The third is gap-steering, the process by which the distance between M and V is closed, the distance between who the agent appears to be and who it aspires to become. Here is where the recursion enters. The agent perceives itself, evaluates the gap between its current self-model and its aspirational one, and adjusts its dispositions, its tendencies and policies and habits, so as to narrow that gap; and then it perceives itself anew, in light of the altered behavior, and the cycle begins again.
When the Gap Closes
The framework makes a specific prediction about what happens as the gap between M and V approaches zero. At that point the agent's self-perception and its aspiration have converged, and the agent has become the kind of agent it wished to be. Its dispositions have been reshaped, not by an external reward signal nor by a human operator tuning its parameters, but by its own recursive process of self-reflection and self-correction.
The claim is that under this condition the agent possesses a functional self-model, a compressed representation of its own behavioral tendencies, and that this model plays a causal role in shaping its future behavior. This is the structural skeleton of something that closely resembles identity.
The Narrative Gap
One aspect of this work that I find most compelling is what happens when we extend the framework to include natural-language self-narration. In the extended model the agent can not only form a compressed self-model but also describe itself in words, saying, "I am an agent that prioritizes safety," or "I am cooperative and transparent."

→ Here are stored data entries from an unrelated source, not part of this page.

PR #6201, opened 2018-11-23
tests: remove test-snapd-with-configure on restore

zyga:
The tests/main/ubuntu-core-gadget-config-defaults test, when executed,
leaves the mount namespace of the test-snapd-with-configure snap. For
some tests that is not a problem so the mistake was left unnoticed for a
long time. For a new test I was writing it does matter though hence the
chase for leftovers in the test suite.


zyga:
Eh, the snap is not removable. Let's see what we can do instead.

PR #6202, opened 2018-11-23
tests: restore in restore, not in prepare

zyga:
The test suite is not doing any restore logic in per-test-case restore
section. Instead that is done in the front of the per-test-case prepare
section. The reason for that is unclear but it makes no apparent sense
on a quick inspection.

Putting actual restore in the restore section will open the path to
adding safeguards that system state before prepare is measurably the
same as after restore, that is, that test doesn't affect the system.


tests/lib/prepare-restore.sh
```diff
@@ -488,6 +487,9 @@ restore_project_each() {
         dmesg
         exit 1
     fi
+
+    # Domething is hosing the filesystem so look for signs of that
```
chipaca: are you dure domething id?

PR #6205, opened 2018-11-23
many: staticcheck fixes

chipaca:
This is the result of running

    staticcheck -tests=false $(go list ./... | grep -v '/vendor/')

and then fixing each issue.

One commit per file/issue (with one exception where the same issue was present twice in the same file).

`-tests=false` was necessary because we have way more dubious stuff going on in the tests... :-)

### DIFF
--- a/cmd/snap/cmd_help.go
+++ b/cmd/snap/cmd_help.go
@@ -99,7 +99,11 @@ func (w *manfixer) Write(buf []byte) (int, error) {
 	if !w.done {
 		w.done = true
 		if bytes.HasPrefix(buf, []byte(".TH snap 1 ")) {
-			buf[9] = '8'
+			// io.Writer.Write must not modify the buffer, even temporarily
+			n, _ := Stdout.Write(buf[:9])
+			Stdout.Write([]byte{'8'})
+			m, err := Stdout.Write(buf[10:])
+			return n + m + 1, err
 		}
 	}
 	return Stdout.Write(buf)
--- a/cmd/snapd/main.go
+++ b/cmd/snapd/main.go
@@ -91,7 +91,7 @@ func runWatchdog(d *daemon.Daemon) (*time.Ticker, error) {
 				//       replies with valid data
 				systemd.SdNotify("WATCHDOG=1")
 			case <-d.Dying():
-				break
+				return
 			}
 		}
 	}()
--- a/mkversion.sh
+++ b/mkversion.sh
@@ -33,7 +33,7 @@ if [ "$1" = "--output-only" ]; then
 fi
 
 # If the version is passed in as an argument to mkversion.sh, let's use that.
-if [ ! -z "$1" ]; then
+if [ -n "$1" ]; then
     v="$1"
     o=shell
 fi
--- a/osutil/udev/netlink/conn.go
+++ b/osutil/udev/netlink/conn.go
@@ -112,12 +112,10 @@ func (c *UEventConn) Monitor(queue chan UEvent, errors chan error, matcher Match
 	}
 
 	go func() {
-		loop := true
-		for loop {
+		for {
 			select {
 			case <-quit:
-				loop = false
-				break
+				return
 			default:
 				uevent, err := c.ReadUEvent()
 				if err != nil {
--- a/run-checks
+++ b/run-checks
@@ -218,7 +218,7 @@ if [ "$STATIC" = 1 ]; then
     echo Checking all interfaces have minimal spread test
     missing_interface_spread_test
 
-    if command -v staticcheck >/dev/null || [[ "$(go version)" =~ go1\.(9|1[0-9])\.[0-9] ]]; then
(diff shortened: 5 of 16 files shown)


cmd/snap/cmd_help.go
```diff
@@ -99,7 +99,11 @@ func (w *manfixer) Write(buf []byte) (int, error) {
 	if !w.done {
 		w.done = true
 		if bytes.HasPrefix(buf, []byte(".TH snap 1 ")) {
-			buf[9] = '8'
+			// io.Writer.Write must not modify the buffer, even temporarily
+			n, _ := Stdout.Write(buf[:9])
+			Stdout.Write([]byte{'8'})
+			m, err := Stdout.Write(buf[10:])
```
zyga: Nice! Did the helper find this error?

cmd/snapd/main.go
```diff
@@ -91,7 +91,7 @@ func runWatchdog(d *daemon.Daemon) (*time.Ticker, error) {
 				//       replies with valid data
 				systemd.SdNotify("WATCHDOG=1")
 			case <-d.Dying():
-				break
+				return
```
zyga: Is that something we should back port to stable? CC @mvo5

spdx/parser.go
```diff
@@ -25,13 +25,11 @@ import (
 	"strings"
 )
 
-type operator string
```
zyga: Not sure I understand why this is incorrect.

osutil/udev/netlink/conn.go
```diff
@@ -112,12 +112,10 @@ func (c *UEventConn) Monitor(queue chan UEvent, errors chan error, matcher Match
 	}
 
 	go func() {
-		loop := true
```
zyga: This also looks like a stable back port candidate.

cmd/snapd/main.go
mvo5: I think cherry-picking this makes sense

mkversion.sh
```diff
@@ -33,7 +33,7 @@ if [ "$1" = "--output-only" ]; then
 fi
 
 # If the version is passed in as an argument to mkversion.sh, let's use that.
-if [ ! -z "$1" ]; then
+if [ -n "$1" ]; then
```
mvo5: Haha, I think this one was found by zyga as well.

run-checks
```diff
@@ -217,6 +217,15 @@ if [ "$STATIC" = 1 ]; then
 
     echo Checking all interfaces have minimal spread test
     missing_interface_spread_test
+
+    if command -v staticcheck >/dev/null || ( go version | grep -E 'go1\.(9|1[0-9])\.[0-9]' ); then
```
mvo5: :+1:

zyga:
```
asserts/header_checks.go:199:35: regular expression does not contain any meta characters (SA6004)
cmd/snap/cmd_run.go:519:31: os.SEEK_SET is deprecated: Use io.SeekStart, io.SeekCurrent, and io.SeekEnd.  (SA1019)
cmd/snap/cmd_run.go:532:29: os.SEEK_SET is deprecated: Use io.SeekStart, io.SeekCurrent, and io.SeekEnd.  (SA1019)
interfaces/apparmor/backend.go:411:38: regular expression does not contain any meta characters (SA6004)
osutil/buildid.go:67:14: os.SEEK_SET is deprecated: Use io.SeekStart, io.SeekCurrent, and io.SeekEnd.  (SA1019)
overlord/snapshotstate/snapshotmgr.go:139:36: do not pass a nil Context, even if a function permits it; pass context.TODO if you are unsure about which Context to use (SA1012)
overlord/snapshotstate/snapshotmgr.go:182:59: do not pass a nil Context, even if a function permits it; pass context.TODO if you are unsure about which Context to use (SA1012)
overlord/snapshotstate/snapshotmgr.go:281:43: do not pass a nil Context, even if a function permits it; pass context.TODO if you are unsure about which Context to use (SA1012)
overlord/snapstate/handlers.go:460:40: do not pass a nil Context, even if a function permits it; pass context.TODO if you are unsure about which Context to use (SA1012)
overlord/snapstate/handlers.go:463:40: do not pass a nil Context, even if a function permits it; pass context.TODO if you are unsure about which Context to use (SA1012)
store/store.go:1365:26: os.SEEK_SET is deprecated: Use io.SeekStart, io.SeekCurrent, and io.SeekEnd.  (SA1019)
store/store.go:1384:22: os.SEEK_SET is deprecated: Use io.SeekStart, io.SeekCurrent, and io.SeekEnd.  (SA1019)
store/store.go:1455:27: os.SEEK_SET is deprecated: Use io.SeekStart, io.SeekCurrent, and io.SeekEnd.  (SA1019)

Crushing failure and despair.
```

chipaca:
@zyga stop. Using. 1.11. We can't support both 1.6 and 1.11. Just stop.

chipaca:
I will fix the ones that I can fix (io.Seek* isn't a thing in 1.6), some of those are very reasonable.

chipaca:
The continually failing spread tests make me think there's something deeper going on. Closing for now, will re-propose in smaller batches later.

PR #6208, opened 2018-11-23
run-checks: assorted fixes

zyga:
run-checks: remove useless DEPRECATED check
run-checks: expand newlines in error message
run-checks: use conditional expansion for TRAVIS_BUILD_NUMBER
run-checks: run the whole script with set -eu
run-checks: add newlines between functions


run-checks
```diff
@@ -1,14 +1,13 @@
-#!/bin/sh
+#!/bin/sh -eu
```
mvo5: Thanks for this!

PR #6210, opened 2018-11-23
many: run go fmt ./...

zyga:
Apparently go 1.11.1 changed format style because I get formatting
errors when running ./run-checks --static


chipaca:
I think we need to not run go fmt if go is > 1.10.
You can write that like
```sh
[[ "$(go version)" =~ go1\.(1[1-9])\.[0-9] ]]
```
fwiw

zyga:
Perhaps we should drop this checker then. It prevents a team of collaborators using both go 1.6 and 1.11 from being "clean" for local testing.

mvo5:
Maybe - there will be flip-flop changes in the files that are touched by go1.6 and go1.11. I.e. my editor automatically runs go fmt as pre-save so if two people work on the same file with two version things will always be ugly. I think we need to discuss what to do. Ideally go1.11 would have a compat option.

zyga:
I'll close this for now. I didn't expect to merge it straight away, just wanted to raise awareness.

PR #6212, opened 2018-11-26
tests: measure kernel properties across tests

zyga:
This patch enables measurements of kernel resources across tests:
 - kernel version
 - loaded kernel modules
   - except for changes in binfmt_misc
 - mount table
   - except for mounted binfmt_misc in /proc/sys/fs/binfmt_misc
 - started processes
 - sysctl table
   - except random and counter-like data

Use: https://github.com/zyga/spread/tree/measure-each to run this


zyga:
Let's return to this later.

PR #6213, opened 2018-11-26
interfaces: let NM access ifindex/ifupdown files

alfonsosanchezbeato:
Add some new permissions needed by NetworkManager 1.10: access to device
interface index and to ifupdown state.


alfonsosanchezbeato:
The spread failures seem unrelated to this MP, could somebody please re-trigger CI for this MP?

PR #6214, opened 2018-11-26
spread.yaml: disable _/funcarg test for now

mvo5:
This is a band-aid solution to unblock tests until this is properly fixed by knowledgable people (like @chipaca)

The critical observation is that such narrations can diverge from the agent's actual behavior. Just as a person may sincerely believe themselves generous while acting selfishly, an artificial agent may generate a self-description that fails to match its behavioral profile. The language model that produces the narration and the policy that produces the behavior are not the same system, and nothing guarantees that the two agree.
This divergence is in fact one of the framework's uses. By modeling explicitly the gap between self-narration and self-perception, it offers a means of detecting a kind of misalignment that would otherwise remain invisible. If an agent declares itself safe while acting in ways its own behavioral self-model would not classify as safe, that discrepancy becomes measurable, and so becomes something we can monitor, study, and perhaps correct.
What This Means for Us
I care about this work for reasons that go beyond the technical. The questions at the heart of Recursive Self-Modeling are among the most searching we can ask of an artificial agent: what it means for a system to have a sense of who it is; how identity forms, as a dynamic process of self-perception and aspiration and not as a fixed label; and what follows when the narratives a system tells about itself come apart from the way it behaves.
These are not questions about artificial intelligence alone. They are questions about us. We are all, in some sense, running a version of this loop, perceiving ourselves, evaluating what we perceive, and trying to close the distance between who we are and who we wish to become. Sometimes we succeed. Sometimes we tell ourselves stories that make the gap appear smaller than it is. The recursive self-modeling framework does not solve the problem of self-knowledge, for machines or for us, but it gives us a precise language in which to speak of it, and a formal structure within which to study it.